# Happy New Year



## BernieW (Sep 12, 2006)

Wanted to wish everyone here a Healthy, Happy New Year. Hope all goes well for you. 


And: WooooHoooo

Today I left work and drove home for the last time. As of midnight tonight I am officially retired. My new 2010 calendar has 52 weeks of 6 Saturdays and 1 Sunday per week. :dance3::dance3:


----------



## BrianS (Nov 7, 2004)

Congratulations Bernie!! Enjoy the heck out of your retirement.

Happy New Year right back to you and your family.


----------



## xplorx4 (Dec 1, 2008)

Happy New Year back to you, enjoy!!


----------



## Bob N (Oct 12, 2004)

Ya finally made it at last Bernie..... CONGRATS and a very Happy New Year to you! :dance3::dance3:


----------



## Hamlin (Dec 25, 2005)

Congrats and a very Happy & safe New Year to you.


----------



## drasbell (Feb 6, 2009)

Congratulations and Happy New Year to you and all..


----------



## BigJimAK (Mar 13, 2009)

Congrats, Bernie.. Happy New Year.. and many happy turnings!


----------



## dutchman 46 (May 23, 2007)

Thats GREAT, Bernie I will wish you a very good retirement and long one too.
HAPPY NEW
YEAR


----------



## BernieW (Sep 12, 2006)

Thanks all. I have been told that in a month or two I will wonder how I had time to work.:sarcastic::sarcastic: 

My son posted on facebook that his dad was retiring. Now for the first time in 4 decades he has a new boss "MOM" : with a 42 yr honey-do list.


----------



## bobj3 (Jan 17, 2006)

Happy New Year


----------



## Dr.Zook (Sep 10, 2004)

Congrats Bernie. Please enjoy you well deserved retirement as I do mine.
People ask me what I do since I retired and I tell them, Monday thru Friday I rest. Saturday and Sunday I rest up from resting Monday-Friday.
Have a Happy, Prosperous, and Healthy New Year to you and yours.


----------



## jw2170 (Jan 24, 2008)

BernieW said:


> Wanted to wish everyone here a Healthy, Happy New Year. Hope all goes well for you.
> 
> 
> And: WooooHoooo
> ...


You do realize that we now expect many projects (with photos)...

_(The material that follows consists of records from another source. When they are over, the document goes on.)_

Issue #868, opened 2019-12-04
Can't Sign Into Gmail


Bundito14:
I would love to use this browser as an everyday alternative, however, it won't let me sign into my Google account due to "security reasons." Is there a workaround to this?

<hr>

(from @PalmerAL):

For anyone else having this issue, please post the following:
1. Do you have 2FA enabled?
2. OS
3. Approximate location (if you're willing to share)

If you're running the latest version of Min, try enabling the "use a custom user agent" in the Min preferences, and pasting the following in the user agent field:
```
Mozilla/5.0 (Windows NT 10.0; WOW64; rv:74.0) Gecko/20100101 Firefox/74.0
```
Once you do this, you'll need to restart Min before signing in.

Please let us know whether this works for you.

PalmerAL:
Can you post a screenshot of the exact error you're getting? Multiple people have reported this in the past few weeks ([1](https://github.com/minbrowser/min/issues/863), [2](https://twitter.com/MaikoWapstra/status/1201476629593251841)), but I'm able to sign in without any issues, so I'm not sure why this is happening.

lee-yunseok:
In my case I can login my first account but after this I can't add any another accounts.

```
Couldn't sign you in

You are trying to sign in from a browser or app that doesn't allow us to keep your account secure.

Try using a different browser. Learn more
```

PalmerAL:
This looks to be the same as this issue unfortunately: https://github.com/MarshallOfSound/Google-Play-Music-Desktop-Player-UNOFFICIAL-/issues/3545. I've also tried this with two accounts, and I can log in to both simultaneously, so it appears to only be applied to some subset of people.

@lee-yunseok Assuming you're running min with electron 7 (which you should be if you used the default version from npm), can you try this?

* Go [here](https://duckduckgo.com/?q=user+agent) and find your current user agent.
* Replace the Chromium version string in the user agent with "78.0.3904.97" or "78.0.3904.108".
* In [UASwitcher.js](https://github.com/minbrowser/min/blob/master/main/UASwitcher.js), set `newUserAgent` to the string from step 2.

lee-yunseok:
@PalmerAL Where is the Chromium version string?

PalmerAL:
@lee-yunseok It's the part of the string that starts with "chrome", for example:

[...]

PR #1715, opened 2021-08-15
Implement partial UA client hints support for gmail

PalmerAL:
Starting a few days ago, Gmail now checks (for unknown reasons) for `navigator.userAgentData`. If it isn't found, it redirects to the basic HTML version.

Client hints currently doesn't work in Electron: https://github.com/electron/electron/issues/30201. So this PR adds a (somewhat ridiculous) workaround of creating a fake `userAgentData` object that mostly conforms to the one Chrome provides. With that, the standard version of Gmail seems to load again.

Separately, signing in to Gmail is broken, see https://github.com/minbrowser/min/issues/868. You can workaround that by setting your user-agent to Firefox in preferences, but then you'll have to switch back to the standard user-agent after signing in before trying this fix.

I wish Google would stop trying to block non-official Chromium browsers...

### DIFF
--- a/js/preload/siteUnbreak.js
+++ b/js/preload/siteUnbreak.js
@@ -96,6 +96,29 @@ if (window.location.hostname === 'calendar.google.com') {
   `)
 }
 
+/* Gmail - required for loading standard version (otherwise redirects to basic HTML) */
+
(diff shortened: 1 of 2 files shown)


lubiedo (approved):
Looks good!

Congratulations on reaching that milestone acheivement.

James


----------



## harrysin (Jan 15, 2007)

My very best wishes to you Bernie on your retirement. You'll still find that there aren't enough hours in the day to fit everything in! Have a fabulous new year.


----------



## TRN_Diesel (Feb 24, 2009)

Congrats on your retirement. Enjoy life now to the fullest as work always seems to get in the way of doing that.


----------



## BernieW (Sep 12, 2006)

Thank you all for your kind words. I have lots of things I will be doing. My clock repair will keep me as busy as I want. It is still fun to do so don't want to get to a point that it becomes a real job. As for my woodturning it is going to be exciting. I have a brand new oneway coring system that I will now have time to play with, a vacuum chuck I just never had time to deal with, and some other turnings that I want to try now that I can just go out and not have to hurry to get stuff done before the weekend ends or I get a call about work. Yes, as the supervisor I carried a cellphone/leash 24/7.

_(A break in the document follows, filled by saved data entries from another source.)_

PR #1716, opened 2021-08-15
Use Firefox UA for google accounts

PalmerAL:
This PR switches Google sign in to use a Firefox UA rather than an edge one. To avoid having to update the UA on every Firefox release, it uses the current date to guess what the latest Firefox version is.

#868


PalmerAL:
Yeah, I think so. Ideally we'd figure out how Google is detecting Min as being different from standard Chrome builds (there shouldn't be any differences!), but I'm totally stumped at this point.

Issue #1720, opened 2021-08-19
when downloaded file name is changed, it doesnot update in downloads panel


shalva97:
- **Min Version:** 1.21.0
- **Operating system:** Windows 10

## Expected Behavior
it should show the name I write in save dialog

## Actual Behavior
it shows old file name

## To Reproduce
download some file, change name on save dialog, and it will show old name in the panel

lubiedo:
Thanks @shalva97. I was able to reproduce the issue and created PR https://github.com/minbrowser/min/pull/1721 for this one.

lubiedo:
Issue was fixed with #1721.

PR #1721, opened 2021-08-19
Fix issue #1720

lubiedo:
Check if the item filename differs from the basename in path and update
the name in the download bar.

### DIFF
--- a/main/download.js
+++ b/main/download.js
@@ -31,12 +31,19 @@ function downloadHandler (event, item, webContents) {
     })
 
     item.on('updated', function (e, state) {
+      var filename = item.getFilename()
+      const savePathFilename = path.basename(item.getSavePath())
+
+      if (filename !== savePathFilename) {
+        filename = savePathFilename
+      }
+
       if (item.getSavePath()) {
         currrentDownloadItems[item.getSavePath()] = item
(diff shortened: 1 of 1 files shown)


PalmerAL:
I think the filename calculation should happen once at the beginning of the `else` block, and then be used for both IPC calls. The call on line 26 makes the item appear initially, and then `item.on('updated')` happens every time the item's download progress changes (once or twice a second).

Also, we don't need to call `item.getFilename()` at all any more, right? It could just be `name: savePathFilename`.

BTW, your last few commits don't have an email address associated with them - if you set it with `git config`, GitHub will associate them with your account.

lubiedo:
The thing is that, for what I've tested, `item.getSavePath()` is not really defined until the user selects a path or changes the name and falls into the `updated` event.

PalmerAL:
Oh, right - I was thinking that the file starts downloading after the save dialog is closed, but the download actually starts before that. This is the right fix then.

GitHub still isn't linking your commits - there's a missing `.com` at the end of the email:


But it doesn't matter too much for this, so I'm going to go ahead and merge.

lubiedo:
Oh, dammit! Will fix that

I can also get a little golf in each week instead of once or twice a month.

We do want to travel. My parents always said, Oh yea we are going travel, but never did. I don't want that to happen to us. I have two army buddies I haven't seen since the early 80's I want to see. We went thru the army from basic training all the way to discharge together. Fly fishing in Montana, Wyoming, and Colorado are on the list. Oh and a couple cruises for the LOML is in the picture.

Harry I know there won't be enough hours in a day to do it all but it will be a least a lot more fun trying now.


----------



## CanuckGal (Nov 26, 2008)

Congratulations Bernie! Enjoy your retirement! Happy New Year to all!


----------



## dustmaker (May 18, 2009)

Congrats Bernie, I am envious! (I thought I posted yesterday, but must have gotten distracted and didn't click submit:blink:???)
I am really looking forward to see what comes out of that shop now that you may have some more time. Santa did deliver some nice turning toys and I am starting to build confidence working with scraps and learning my way around. Just wanted to let you know...it's all your fault!:yes4::sarcastic:


----------



## BernieW (Sep 12, 2006)

Huh who me??? Huh are you sure it wasn't Bob or Harry's fault????:shout::sarcastic:

Thanks Frank.


----------